We evaluate on the RADIal dataset using two pipelines: an RD benchmark based on FFTRadNet that acts as the baseline, and a PC pipeline based on PointPillars where we vary the density of the spectral point clouds and apply different forms of spectral enrichment. Point cloud density refers to the fraction of radar spectrum peaks retained. The detection head is kept the same in both pipelines to ensure a fair comparison. SpectralPillars is the PointPillars-based configuration with RD neighborhood features (local spectral context around each peak) and angle spectrum descriptors (per-point angular response features).

Adding Doppler and angle amplitude attributes to spatial point cloud coordinates yields average detection F1 gains of +3.6 and +2.0 respectively, with both combined giving +4.6 F1. At the RADIal default density of 5.7%, the full spectral point cloud is within 1.3 F1 of the RD benchmark, and surpasses it at 30.8% density.

SpectralPillars, our enriched detector, reaches the RD benchmark at just 7.2% density (running 89 FPS faster than the RD detector at that operating point) and reaches 93.7% F1 at 56.4% density.
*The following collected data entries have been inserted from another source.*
PR #2564, opened 2023-06-16
Fix ingester locking

### LINKED ISSUE #2534: Ingester search occassionally fails due to race conditions
Ingester search will occasionally throw strange errors such as the below. This occasionally can be seen in the field and in tests.

```
error opening file /tmp/TestInstanceSearchDoesNotRace3179494870/001/753f46d7-ae0d-46c8-8cdc-1f93da4a54a6+fake+vParquet2/0000000001: error opening file: open /tmp/TestInstanceSearchDoesNotRace3179494870/001/753f46d7-ae0d-46c8-8cdc-1f93da4a54a6+fake+vParquet2/0000000001: no such file or directory
```

I was able to semi reliably reproduce this in tests by running the following:

```
go test -run TestInstanceSearchDoesNotRace -cpu 1
```

The issue is here:
https://github.com/grafana/tempo/blob/05aad36fee2dd710c98931565930e799faf3edfb/modules/ingester/instance_search.go#L47-L50

The problem is that `searchWal()` and `searchLocalBlocks()` kick off goroutines to perform the search. Then immediately drop the lock. It's possible for a wal block to be cleared or other changes to occur to the blocks before the search occurs. This can result in error messages like the above. The obvious fix is:

```
  i.blocksMtx.RLock()
  defer i.blocksMtx.RUnlock()
  i.searchWAL(ctx, req, sr)
  i.searchLocalBlocks(ctx, req, sr)
```

The problem with this is that a long running search will block the ingest pattern of live traces -> head block -> completing block -> completed block. If the search goes long enough then ingester memory will balloon b/c it can't dump live traces and it will also stall out the block flushing mechanics resulting in significantly larger than configured blocks.

mdisibio:
**What this PR does**:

As shown in (b), SpectralPillars consistently outperforms sparse RD inputs (RD spectra masked to the same density) by an average of +1.3 F1 across the sweep.

Radar point clouds do not need to be a weaker alternative to dense spectra. When grounded in the spectral basis of the radar signal and enriched with target-relevant cues, they can match and surpass RD-based detectors while being faster, lighter, and more robust to sensor-specific differences. Spectral point clouds are a practical and principled step toward unified radar perception and future radar foundation models.